CompFUSE / DCA

DCA++
BSD 3-Clause "New" or "Revised" License
36 stars 28 forks source link

[WIP] Adios2 main dca debugging #237

Closed PDoakORNL closed 3 years ago

PDoakORNL commented 3 years ago

This brings adios2 up to date with current master, but I expect it won't build in daint, working that out.

weilewei commented 3 years ago

For documenting purpose: On Summit, gcc/8.1.1 and cuda/10 doesn't work well as I got the following error. The error goes away when I update cuda to 11 and use gcc/8.1.1 & magma/2.5.4-cuda11.1.

CMake Error at /autofs/nccs-svm1_sw/summit/.swci/0-core/opt/spack/20180914/linux-rhel7-ppc64le/gcc-4.8.5/cmake-3.18.2-cirtl5oah4d6bequfcoji6jbetertrna/share/cmake-3.18/Modules/CMakeTestCUDACompiler.cmake:52 (message):
  The CUDA compiler

    "/sw/summit/cuda/10.1.243/bin/nvcc"

  is not able to compile a simple test program.

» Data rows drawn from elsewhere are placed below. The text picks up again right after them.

PR #516, opened 2020-11-30
utils/apk_info: Handle apks that do not contain classes.dex

marcbonnici:
Some apks do not contain the file that we use to determine app methods
so return an empty list in this case.

### DIFF
--- a/devlib/utils/android.py
+++ b/devlib/utils/android.py
@@ -215,10 +215,14 @@ class ApkInfo(object):
     @property
     def methods(self):
         if self._methods is None:
+            # Only try to extract once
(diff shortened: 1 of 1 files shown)


setrofim:
What is the reason for the file being absent? Is the alternative executable format? and if so, can it be parsed to extract the same information?

marcbonnici:
Good question. This issue arose when WA pulled a stock version of the gmail apk for analysis, checking inside the apk manually there does not appear to be any alternatives present, the files are just missing. 
I think that this is an outlier for a badly implemented apk file rather than something we should expect to hit frequently.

  It fails with the following output:

    Change Dir: /gpfs/alpine/proj-shared/cph102/weile/dev/src/adios2/DCA-2/build/CMakeFiles/CMakeTmp

    Run Build Command(s):/usr/bin/gmake cmTC_a16eb/fast && /usr/bin/gmake  -f CMakeFiles/cmTC_a16eb.dir/build.make CMakeFiles/cmTC_a16eb.dir/build
    gmake[1]: Entering directory `/gpfs/alpine/cph102/proj-shared/weile/dev/src/adios2/DCA-2/build/CMakeFiles/CMakeTmp'
    Building CUDA object CMakeFiles/cmTC_a16eb.dir/main.cu.o
    /sw/summit/cuda/10.1.243/bin/nvcc      -c /gpfs/alpine/proj-shared/cph102/weile/dev/src/adios2/DCA-2/build/CMakeFiles/CMakeTmp/main.cu -o CMakeFiles/cmTC_a16eb.dir/main.cu.o
    /autofs/nccs-svm1_sw/summit/gcc/8.1.1/include/c++/8.1.1/type_traits(347): error: identifier "__ieee128" is undefined

    /autofs/nccs-svm1_sw/summit/gcc/8.1.1/include/c++/8.1.1/bits/std_abs.h(101): error: identifier "__ieee128" is undefined

    /autofs/nccs-svm1_sw/summit/gcc/8.1.1/include/c++/8.1.1/bits/std_abs.h(102): error: identifier "__ieee128" is undefined

Similar error has been reported here: https://github.com/LLNL/blt/issues/341

weilewei commented 3 years ago

The DCA with adios2 support version compiles and runs.

However, I wonder how to view G4 through adios2? More documentation is needed.

I want to compare distributed G4 and non-distributed on to verify the correctness.

weilewei commented 3 years ago

tp_accumulator_particle_hole_test build failed:

[ 59%] Built target tp_accumulator_gpu_test
[ 59%] Linking CXX executable tp_accumulator_particle_hole_test
/autofs/nccs-svm1_sw/summit/.swci/1-compute/opt/spack/20180914/linux-rhel7-ppc64le/gcc-8.1.1/libpng-1.6.34-whgrengqivmmm75oeeiwgsczqddqoh7i/lib/libpng16.so.16: undefined reference to `inflateValidate@ZLIB_1.2.9'
/usr/bin/ld: link errors found, deleting executable `tp_accumulator_particle_hole_test'
collect2: error: ld returned 1 exit status
make[2]: *** [test/unit/phys/dca_step/cluster_solver/shared_tools/accumulation/tp/tp_accumulator_particle_hole_test] Error 1
make[1]: *** [test/unit/phys/dca_step/cluster_solver/shared_tools/accumulation/tp/CMakeFiles/tp_accumulator_particle_hole_test.dir/all] Error 2
make: *** [all] Error 2
PDoakORNL commented 3 years ago

Working on this again today.

PDoakORNL commented 3 years ago

test this please

PDoakORNL commented 3 years ago

test this please

PDoakORNL commented 3 years ago

This brings relatively large changes to the way function distributed over ranks is treated. Also limited ADIOS2 support in master.